* **Task brief**
Copy exactly, please, the lines of the data from its start through the line containing "[ **master**, **worker**].".
====== Record extracts ======
PR #4826, opened 2022-12-22
MGMT-13045: Enhancement document for node labeling

ori-amizur:

- [ ] New Feature 
- [ ] Enhancement 
- [ ] Bug fix
- [ ] Tests
- [x] Documentation
- [ ] CI/CD 

- [ ] Cloud
- [x] None

## How was this code tested?

- [ ] dev-scripts environment
- [x] No tests needed

## Checklist

## Reviewers Checklist

/cc @filanov 
/cc @avishayt

### DIFF
--- a/docs/enhancements/support-node-labeling.md
+++ b/docs/enhancements/support-node-labeling.md
@@ -1,0 +1,167 @@
+---
+title: node labeling support
+authors:
+- "@oamizur"
+  creation-date: 2022-12-20
+  last-updated: 2023-01-30
+---
+
+# Support node labeling during installation
+
+## Summary
+
+There was a requirement to support node roles during installation.  These roles 
+are extra roles, which are used by the user and not by any Openshift components.
+These labels should be applied on a node in a spoke cluster.
+
+Although the requirement is specifically for roles, the implementation should support setting 
+any label on a node in a spoke cluster, regardless if the label represents a role.
+
+## Motivation
+
+Currently, nodes can be assigned with a single role which can be one of two values [ **master**, **worker**].
+The may want to add additional node labels that can be used as custom roles.  
+
+Each role in OCP are associated with machine config pool (MCP).  When a node reboots itself
+from the pointer ignition, it uses specific MCP that contains the specific configuration
+for the role.  This MCP has the format `rendered-<role>-*` (* stands for a hash string).  So there is MCP for master 
+role `rendered-master-*` and for worker `rendered-worker-*`.
+
+When adding custom role, it can be associated with custom MCP which references specific configuration
+for that role.  Setting appropriate label a node, causes the node to reboot and apply the 
+MCP configuration on that node.
+
+Setting node labels should support this flow.
+
+### Goals
+- For ZTP flow: add capability to add and update annotations on BMH which will be transferred 
+to agent CR.
+- For boot it yourself flow: add capability to add and update labels to agent CR after agent
+  has been created.
+- Transfer the labels from the agent CR to the corresponding node on the spoke cluster.
+
+### Non goals
+- Single way to set node labels before agent creation both for ZTP flow, and boot it yourself flow.
+
+## Proposal
+
+Additional field **nodeLabels** will be added to the spec
+section of the agent CR.  This field will be a **map[string]string**  
+### ZTP flow
+Labels can be applied on every CR.  So there is no known limitation to add a label on agent.
+
+For the ZTP flow, there should a pattern for transferring an annotation from the BMH to an
+entry in the field **nodeLabels** of agent CR spec.
+The pattern should be **"bmac.agent-install.openshift.io.node-label."** prefix of the annotation key.  
+The key suffix of the annotation will be the key in the **nodeLabels** field in the agent CR. 
+The value of the annotation will be the value in the **nodeLabels** map.
+
+For example assuming we want to apply a label **node-role.kubernetes.io/infra=** on an
+a node.  Then the following annotation should be added to the BMH: **bmac.agent-install.openshift.io.node-label.node-role.kubernetes.io/infra=**.
+
+### Node labels on agent CR
+
+If boot it yourself flow is in use, the spec field **nodeLabels**  should be set 
+directly on the agent CR.
+
+### Moving labels to nodes
+
+#### Day 1 cluster
+When installing day 1 cluster, the implementation should make use of the **nodeLabels** field
+which is part of host DB record. Once the node becomes ready, the label is applied on the node.
+This functionality already exists in the assisted controller which runs as a pod on the 
+spoke cluster during installation.
+
+#### Day 2 nodes
+The flow can be supported only when working with Kubernetes API, since direct access to
+the cluster is required.  In this case, setting node labels should be done by a 
+Kuberenetes controller (probably agent controller).
+
+In addition, for day 2 nodes we need to support setting custom manifests.  This functionality is
+already supported for day 1 clusters by the assisted controller.  In order to allow adding new
+MCP to an existing day 2 cluster, the user will have to apply them on the existing cluster.
+
+### User Stories
+
+#### Story 1
+
+Let the user define roles specific to the business domain in addition to 
+the role that is currently assigned to nodes.  For example, storage, rt, monitoring.
+
+### Implementation Details/Notes/Constraints
+
+In order to apply custom role on a worker node using AI the following operations should be done:
+- Add node label specifying the custom role to be associated with the node. The custom role should 
+be defined using the the machinsm specified in this document.
+- Optional: Add custom machine config CRs specifying additional configurations that hace to be applied on 
+the node with the custom role. These manifests should be applied using the manifest API that already exists
+in AI.
+- Add custom machine config pool which unifies the worker machine config and the additional machine config CRs defined in the 
+previous step.  Additionally, this MCP should also be associated with the custom role.  As with MC,
+the MCP should be defined using the manifests API.
+
+#### ZTP flow 
+
+When using ZTP, the annotations in the BMH are set in the following manner: 
+
+```yaml
+apiVersion: metal3.io/v1alpha1
+kind: BareMetalHost
+metadata:
+  name: ostest-worker-0
+  namespace: assisted-installer
+  annotations:
+    bmac.agent-install.openshift.io.node-label.node-role.kubernetes.io/infra: ""
+  labels:
+    infraenvs.agent-install.openshift.io: "myinfraenv"
+spec:
+  online: true
+  bootMACAddress: 00:ec:ee:f8:5a:ba
+  automatedCleaningMode: disabled
+  bmc:
+    address: ....
+    credentialsName: bmc-secret
+```
+
+#### Boot it yourself flow
+
+Example that can be used to patch existing CR:
+
+```yaml
+apiVersion: agent-install.openshift.io/v1beta1
+kind: Agent
+metadata:
+  name: 51a7c23e-00d7-4b27-b2e4-053bf5ee9cf8
+  namespace: assisted-spoke-cluster
+spec:
+  nodeLabels:
+     "node-role.kubernetes.io/infra": ""
+
+```
+
+### Risks and Mitigations
+Currently, single MCP can be active on a specific node. Assuming that multiple roles
+are needed on a specific node, it implies that a role and a superset MCP need to be created. 
+The MCP should contain all machine configs that are needed be applied on the node.
+In addition, only single custom should be used on the node.  This role corresponds to 
+the superset MCP.
+## Design Details [optional]
+When custom role is applied to an existing node, the node is rebooted in order to apply
+the corresponding MCP.  The extra reboot is undesirable.
+
+There is a possibility to avoid the extra reboot by modifying the worker pointer 
+ignition for a specific host.  This modification will cause the node to be attached 
+to the desired MCP instead of the worker MCP.  When the node label which represents 
+the custom role will be applied, the node will already be attached to the desired
+MCP, so no extra reboot will be needed.
+Please see https://issues.redhat.com/browse/MGMT-13186 for more details.
+The effort to avoid extra reboot will be done as part of another epic: https://issues.redhat.com/browse/MGMT-13544.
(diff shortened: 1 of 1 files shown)


docs/enhancements/support-node-labeling.md
```diff
@@ -0,0 +1,128 @@
...
+
+### Goals
+- For ZTP flow: add capability to add and update labels on BMH which will be transferred 
+to agent CR.
+- For boot it yourself flow: add capability to add and update labels to agent CR after agent
+  has been created.
+
+### Non goals
+- Single way to set node labels before agent creation both for ZTP flow, and boot it yourself flow.
+- REST API support.  Node labeling will not be supported under REST API.
```
filanov, line 30: It's already supported, but only in day1 https://github.com/openshift/assisted-service/blob/2b0f66c4cdcdd2dc8556d7f65b7f3e0eac0c958a/swagger.yaml#L4116-L4119

docs/enhancements/support-node-labeling.md
```diff
@@ -0,0 +1,128 @@
...
+
+## Proposal
+
+There are 2 implementation options: Using labels, or adding dedicated spec field.
+
+### Using labels
```
filanov, line 36: because we are talking about a specific case of adding labels to nodes i don't think that we should use the labels on the agent for that.

docs/enhancements/support-node-labeling.md
```diff
@@ -0,0 +1,128 @@
...
+Labels can be applied on every CR.  So there is no known limitation to add a label on agent.
+
+For the ZTP flow, there should a pattern for transferring an annotation from the BMH to a label  
+in the corresponding agent.  The pattern is actually the prefix of the annotation.
+It should be **agent-install.openshift.io.user.role**.  These annotations will be transferred to 
+to labels on the corresponding agent CR.
+
+### Adding dedicated spec field in agent CR
+Additional field **userRoles** will be added to the spec
```
filanov, line 45: suggesting to be more generic and call it node labels
Roles is just one of the use cases here.

docs/enhancements/support-node-labeling.md
ori-amizur: OK, so it is non goal.

docs/enhancements/support-node-labeling.md
ori-amizur: OK

docs/enhancements/support-node-labeling.md
```diff
@@ -0,0 +1,128 @@
...
+There was a requirement to support node roles during installation.  These roles 
+are extra roles, which are used by the user and not by any Openshift components.
+These labels should be applied on agent CR which represents a node in a spoke cluster.
+
+## Motivation
+
+Currently, nodes can be assigned with a single role which can be one of two values [ master, worker].
+The may want to add additional roles.  These roles are for the user usage only.
+
+### Goals
```
romfreiman, line 22: what about day2?

docs/enhancements/support-node-labeling.md
```diff
@@ -0,0 +1,128 @@
...
+- "@oamizur"
+  creation-date: 2022-12-20
+  last-updated: 2022-12-20
+---
+
+# Support node labeling during installation
+
+## Summary
+
+There was a requirement to support node roles during installation.  These roles
```
filanov, line 13: roles is just a use case here, i suggest to have summary talk about the general use case, which is defining labels on the agent that will result in the nodes on the spoke cluster after the installation

docs/enhancements/support-node-labeling.md
```diff
@@ -0,0 +1,128 @@
...
+section of the agent CR.  This field will be a string list.
+
+For the ZTP flow, the annotations having the format **agent-install.openshift.io.user.role/[key]=[value]**,
+the value part will be transferred to the **userRoles** field as additional entry. 
+
+### User Stories
+
+#### Story 1
+
+Let the user define roles specific to the business domain in addition to
```
romfreiman, line 55: what will it transfer to in OCP? what will it affect?

romfreiman:
@ori-amizur im looking into ROSA demo (2:45 min) - do see there node labels. Lets understand how it's being implemented with hive?
https://www.youtube.com/watch?v=gAMr3sI5bdY&t=169s

avishayt:
I agree with @filanov .  We have node_labels in the REST API, let's add it to the ACI Spec and a corresponding annotation on the BMH.

romfreiman:
I dont understand who/how this will help? It wont reduce any reboot, neither wont control mcp that the host will be part of.

romfreiman:
There is a work that was dont by @tsorya in OCP 4.12 that can help, but it does not really need a new API i beleive.

https://github.com/openshift/machine-config-operator/blob/master/templates/worker/01-worker-kubelet/on-prem/units/kubelet.service.yaml#L29

docs/enhancements/support-node-labeling.md
tsorya: You can't set custom role before node joins

docs/enhancements/support-node-labeling.md
tsorya: There is already field for node_labels, please just use it

docs/enhancements/support-node-labeling.md
```diff
@@ -0,0 +1,128 @@
...
+For the ZTP flow, there should a pattern for transferring an annotation from the BMH to a label  
+in the corresponding agent.  The pattern is actually the prefix of the annotation.
+It should be **agent-install.openshift.io.user.role**.  These annotations will be transferred to 
+to labels on the corresponding agent CR.
+
+### Adding dedicated spec field in agent CR
+Additional field **userRoles** will be added to the spec 
+section of the agent CR.  This field will be a string list.
+
+For the ZTP flow, the annotations having the format **agent-install.openshift.io.user.role/[key]=[value]**,
```
tsorya, line 48: Not specific for role

tsorya:
> There is a work that was dont by @tsorya in OCP 4.12 that can help, but it does not really need a new API i beleive.
> 
> https://github.com/openshift/machine-config-operator/blob/master/templates/worker/01-worker-kubelet/on-prem/units/kubelet.service.yaml#L29

It allows to set labels when kubelet start though it doesn't allow to set roles and some more labels that are blocked by kubelet code

romfreiman:
> > There is a work that was dont by @tsorya in OCP 4.12 that can help, but it does not really need a new API i beleive.
> > https://github.com/openshift/machine-config-operator/blob/master/templates/worker/01-worker-kubelet/on-prem/units/kubelet.service.yaml#L29
> 
> It allows to set labels when kubelet start though it doesn't allow to set roles and some more labels that are blocked by kubelet code

right, but this api wont help neither

oourfali:
@ori-amizur regarding ROSA, iirc it is done via syncsets OCM defined in hive. Perhaps that can be leveraged via assisted in ACM as well.

docs/enhancements/support-node-labeling.md
oourfali: iiuc the RFE says they are doing it today at day-2 which is something they prefer to avoid.
Let's sit with Jose and Ian to understand the details.

docs/enhancements/support-node-labeling.md
filanov: but if it will exist in the DB we will need to take into account that the controller will use that

docs/enhancements/support-node-labeling.md
```diff
@@ -0,0 +1,128 @@
...
+the value part will be transferred to the **userRoles** field as additional entry. 
+
+### User Stories
```
filanov, line 51: @imiller0 maybe you can provide additional user stories? 
it will make the requirement clearer. 
For now i'm not sure that fully understand the requirement or if we are even able to execute it with the existing tools.

docs/enhancements/support-node-labeling.md
ori-amizur: It will be done through the Kube API, so the controller has access to the spoke nodes.

docs/enhancements/support-node-labeling.md
ori-amizur: These roles do not have operational meaning from our POV.  These will be user defined attributes for their own use.

docs/enhancements/support-node-labeling.md
ori-amizur: OK.  We will discuss with @imiller0 to clarify the requirements.

docs/enhancements/support-node-labeling.md
tsorya: This is depends on what you mean by roles. I talked about k8s role and you can set them only after node joins k8s cluster

docs/enhancements/support-node-labeling.md
tsorya: I assume you mean service will have and not controller right?

docs/enhancements/support-node-labeling.md
tsorya: i assume you need to set them in cr and then in db as all other things we do, right? I just mean that field in db already exists and we need to set it in kubeapi flow

docs/enhancements/support-node-labeling.md
tsorya: It doesn't really mean what are specific requirements as we are going to set labels, what user means but this label doesn't really matter, it is still called label

docs/enhancements/support-node-labeling.md
ori-amizur: It will be transferred to labels on nodes

docs/enhancements/support-node-labeling.md
ori-amizur: Yes

docs/enhancements/support-node-labeling.md
ori-amizur: to labels on nodes.
It may effect the user role which may cause attaching to different MCP

docs/enhancements/support-node-labeling.md
```diff
@@ -0,0 +1,159 @@
...
+
+## Proposal
+
+### ZTP flow
+Labels can be applied on every CR.  So there is no known limitation to add a label on agent.
+
+For the ZTP flow, there should a pattern for transferring an annotation from the BMH to a label  
+in the corresponding agent.  The pattern is actually the prefix of the annotation.
+It should be **node-label**.  The suffix of the annotation will be transferred 
+to labels on the corresponding agent CR.
```
avishayt, line 54: This section contradicts the next section ("Node labels on an agent CR").  Here you say that we are "transferring an annotation from the BMH to a label in the corresponding agent" but below you say that annotations "will be transferred to the dedicated field nodeLabels".

I think the next section is correct and you can erase this one.  We should not automatically copy labels between resources but rather have it explicit in the API.

docs/enhancements/support-node-labeling.md
```diff
@@ -0,0 +1,159 @@
...
+
+#### Day 2 nodes
+The flow can be supported only when working with Kubernetes API, since direct access to
+the cluster is required.  In this case, setting node labels should be done by a 
+Kuberenetes controller (probably agent controller).
+
+In addition, for day 2 nodes we need to support setting custom manifests.  This functionality is
+already supported for day 1 clusters by the assisted controller.  In order to allow adding new
+MCP to existing day 2 clusters, this functionality needs to be supported by a Kubernetes controller - 
+probably the cluster-deployment controller.
```
avishayt, line 84: Adding MCPs to existing clusters feels out of scope for Assisted.

docs/enhancements/support-node-labeling.md
```diff
@@ -0,0 +1,159 @@
...
+
+For the ZTP flow, the annotations having the prefix **node-label** in BMH will be transferred
+to the dedicated field **nodeLabels** without the **node-label** prefix.
+
+If boot it yourself flow is in use, nodeLabels should be set directly on the agent CR.
+
+### Moving labels to nodes
+
+#### Day 1 cluster
+When installing day 1 cluster, the implementation should make use of the **nodeLabels** field
```
avishayt, line 71: Why nodeLabels and not machineConfigPoolName?

tsorya: I assume both. User will need to set mcp + role in nodelables

avishayt: @ori-amizur , this enhancement needs more details.
- The title indicates that the end goal is labeling nodes, but that's different from what the use case is.
- It would help to have a description of the steps required to do this with UPI and then what the steps would be with CIM after this proposal.  Here is a partial list of questions in my head after reading this: Does the user need to create an MCP?  How?  Does the user also need to use the machineConfigPoolName API?  How?  What is that API for and what is this label for?  If we need both machineConfigPoolName and label, can the existing API just add the label?

ori-amizur: Node labels can be used for many purposes - not necessarily roles.  This enhancement is for node labels, which custom roles are specific use-case for node labels.

ori-amizur: @avishayt although in terms of user story, MCP and MC are related to node labels, creation of MC and MCP are done by creating manifests.  This is already supported by AI for day1 installation.
As I indicated in the document, we should also support it for day2

docs/enhancements/support-node-labeling.md
ori-amizur: OK.

docs/enhancements/support-node-labeling.md
ori-amizur: OK

docs/enhancements/support-node-labeling.md
ori-amizur: MCP name is another field that already exists. No need to add it.

avishayt:
The document is missing an end-to-end flow.  I'm a user that wants to use a custom role - what APIs do I need to use?

ori-amizur:
> The document is missing an end-to-end flow. I'm a user that wants to use a custom role - what APIs do I need to use?

1.  Add node label
2. Add manifests: MachineConfigPool and possibly MachineConfig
======
* **Response for this exercise**
PR #4826, opened 2022-12-22
MGMT-13045: Enhancement document for node labeling

ori-amizur:

- [ ] New Feature 
- [ ] Enhancement 
- [ ] Bug fix
- [ ] Tests
- [x] Documentation
- [ ] CI/CD 

- [ ] Cloud
- [x] None

## How was this code tested?

- [ ] dev-scripts environment
- [x] No tests needed

## Checklist

## Reviewers Checklist

/cc @filanov 
/cc @avishayt

### DIFF
--- a/docs/enhancements/support-node-labeling.md
+++ b/docs/enhancements/support-node-labeling.md
@@ -1,0 +1,167 @@
+---
+title: node labeling support
+authors:
+- "@oamizur"
+  creation-date: 2022-12-20
+  last-updated: 2023-01-30
+---
+
+# Support node labeling during installation
+
+## Summary
+
+There was a requirement to support node roles during installation.  These roles 
+are extra roles, which are used by the user and not by any Openshift components.
+These labels should be applied on a node in a spoke cluster.
+
+Although the requirement is specifically for roles, the implementation should support setting 
+any label on a node in a spoke cluster, regardless if the label represents a role.
+
+## Motivation
+
+Currently, nodes can be assigned with a single role which can be one of two values [ **master**, **worker**].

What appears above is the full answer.